Advise on implementation of custum graph

I'm working on an image segmentation algorithm. An essential part of the
algorithm is a graph to keep track of the connectivity between regions.
At the moment I have a working implementation, but it's not flexible
enough anymore and I need something more advanced. I already have a data
structure in mind, but I don't know how to implement that nicely in C++.
<snip>
All suggestions are welcome.

Jef Driesen wrote:

I'm working on an image segmentation algorithm. An essential part of
the algorithm is a graph to keep track of the connectivity between
regions. At the moment I have a working implementation, but it's not
flexible enough anymore and I need something more advanced. I already
have a data structure in mind, but I don't know how to implement that
nicely in C++.

<snip>

All suggestions are welcome.

Have you looked at the Boost Graph Library?
http://www.boost.org/libs/graph/doc/

Apologies if this is not relevant, I haven't studied your example or the
following library, but perhaps it will be of use.

Boost is a very widely used, very high quality library, some of it is
going into the new additions to the C++ standard library of TR1.

I have looked at BGL in the past, but found it quite complicated to use
(i only need the datastructure and the possibility to update the graph,
no graph algorithms,...) and also very different from my current code.

I'm working on an image segmentation algorithm. An essential part of the
algorithm is a graph to keep track of the connectivity between regions.
At the moment I have a working implementation, but it's not flexible
enough anymore and I need something more advanced. I already have a data
structure in mind, but I don't know how to implement that nicely in C++.
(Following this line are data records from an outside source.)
PR #1145, opened 2024-07-30
Fix race condition in test suite due to HP8116A tests

### LINKED ISSUE #1144: Race condition in test suite involving HP8116A tests
The pass/fail outcome of the test suite is currently dependent on execution order. On my machine, I'm seeing the following failure:

```
FAILED tests/instruments/test_all_instruments.py::test_property_docstrings[HP8116A.status] - AttributeError: 'NoneType' object has no attribute 'split'
```

At first glance, this seems to indicate that the `status` property of the `HP8116A` instrument class does not have a docstring but, looking at the source code in `pymeasure/instruments/hp/hp8116a.py`, it clearly does:

```python
    @property
    def status(self):
        """Get the status byte of the 8116A as a :class:`Status` IntFlag-type enum."""
        return Status(self.adapter.connection.read_stb())
```

Upon closer inspection, it turns out that the tests for the HP8116A instrument (in `tests/instruments/hp/test_hp8116a.py`) modify the `status` property of the instrument object to mock the value of `status`:

```python
HP8116A.status = property(fget=lambda self: Status(5))
```

Depending on whether these tests run before or after the docstring test in `tests/instruments/test_all_instruments.py`, the test suite either passes or fails.

I have a plausible-looking fix for this issue that I'll propose as a PR.

kpet:
Do not modify the HP8116A instrument class in tests and derive a variant that overrides the status property for testing instead.

Fixes #1144

### DIFF
--- a/AUTHORS.txt
+++ b/AUTHORS.txt
@@ -85,3 +85,4 @@ Nick James Kirkby
 Konrad Gralher
 David Ziliak
 David Sun
+Kévin Petit
--- a/tests/instruments/hp/test_hp8116a.py
+++ b/tests/instruments/hp/test_hp8116a.py
@@ -28,7 +28,11 @@ from pymeasure.test import expected_protocol
 from pymeasure.instruments.hp import HP8116A
 from pymeasure.instruments.hp.hp8116a import Status
 
-HP8116A.status = property(fget=lambda self: Status(5))
+
+class HP8116AWithMockStatus(HP8116A):
+    @property
+    def status(self):
+        return Status(5)
 
 
 init_comm = [(b"CST", b"x" * 87 + b' ,\r\n')]  # communication during init
@@ -36,7 +40,7 @@ init_comm = [(b"CST", b"x" * 87 + b' ,\r\n')]  # communication during init
 
 def test_init():
     with expected_protocol(
-            HP8116A,
+            HP8116AWithMockStatus,
             init_comm,
     ):
         pass  # Verify the expected communication.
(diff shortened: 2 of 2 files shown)


BenediktBurger:
Thanks for the fix.
As a side note: It is possible to give a docstring to the property (with `doc` parameter).
However, the `test_all_instruments` shall test the instruments as they are and not as they are modified by other tests.
Therefore, your approach is the correct one, I think.

BenediktBurger:
I'm pondering, whether it would be good to add a comment, why we mock the `status`.

Please tell me, whether I should merge directly or wait for a comment.

kpet:
>I'm pondering, whether it would be good to add a comment, why we mock the status.

It's a question for the original author of these tests really but it seems to be because the default STB value returned by `MagicMock` is not valid for this instrument. If I remove the mock status value, the tests fail with:

```
FAILED tests/instruments/hp/test_hp8116a.py::test_init - ValueError: <MagicMock name='mock.read_stb()' id='139761073010592'> is not a valid Status
FAILED tests/instruments/hp/test_hp8116a.py::test_duty_cycle - ValueError: <MagicMock name='mock.read_stb()' id='139761126050176'> is not a valid Status
FAILED tests/instruments/hp/test_hp8116a.py::test_duty_cycle_setter - ValueError: <MagicMock name='mock.read_stb()' id='139761073116688'> is not a valid Status
FAILED tests/instruments/hp/test_hp8116a.py::test_sweep_time - ValueError: <MagicMock name='mock.read_stb()' id='139761072210480'> is not a valid Status
FAILED tests/instruments/hp/test_hp8116a.py::test_limit_enabled - ValueError: <MagicMock name='mock.read_stb()' id='139761072924016'> is not a valid Status
```

>Please tell me, whether I should merge directly or wait for a comment.

I can add a comment stating this but it'd just be my guess :). Given this PR does not introduce the mocking but just changes how it's performed, I'm tempted to suggest to merge the PR as is if you're fine with it.

BenediktBurger:
Thanks for clarifying. In this case, I'll merge.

// Main class which holds the lists with
// edges and vertices. These lists are
// "normal" lists. (read further)
class graph {
// Edge list
edge_list edges;
// Vertex list
vertex_list vertices;
};
// Class which maintains a link between two
// vertices (neighboring regions of pixels
// in my application).
class edge {
// Source and target vertices.
vertex *source, *target;
};
// Class which represent a single region of
// pixels in my application. Each region has
// a list of incoming and outgoing edges.
// (For my application both lists contains the same
// elements but with source and target swapped.)
// Those lists are special because they consists
// of a subset of the elements of the edge list
// of the graph.
class vertex {
// Adjacency in list
// (Where for each element in the list,
// the source can be any other vertex and
// the target is always this vertex)
adj_in_list in_edges;
// Adjacency out list
// (Where for each element in the list,
// the source is always this vertex and
// the target can be any other vertex)
adj_out_list out_edges;
};

To implement this, i was thinking of using 4 kins of custom lists
(vertex_list, edge_list, adj_in_list, adj_out_list) which share the same
type of node (one for a vertex and for an edge) and differ only in the
way they are traversed.

struct vertex_node {
// Vertex data
vertex v;

// Successor and predecessor nodes (vertex list)
vertex_node *next, *prev;
};

struct edge_node {
// Edge data
edge e;

// Successor and predecessor nodes (adjacency in list)
edge_node *in_edges_next, *in_edges_prev;

// Successor and predecessor nodes (adjacency out list)
edge_node *out_edges_next, *out_edges_prev;

// Successor and predecessor nodes (edge list)
edge_node *next, *prev;
};

Is this a workable implementation or will I encounter some problems
which I'm unaware of at the moment. One problem I don't know how to
solve is the constructors of the vertex and edge classes because they
have to know to which graph it belongs. (An edge between vertices of two
different graphs is an error and a vertex can only have edge which are
part of the same graph.) And I also don't see how I should implement the
copy constructor too.

All suggestions are welcome.

Jef Driesen wrote:

I'm working on an image segmentation algorithm. An essential part of the
algorithm is a graph to keep track of the connectivity between regions.
At the moment I have a working implementation, but it's not flexible
enough anymore and I need something more advanced. I already have a data
structure in mind, but I don't know how to implement that nicely in C++.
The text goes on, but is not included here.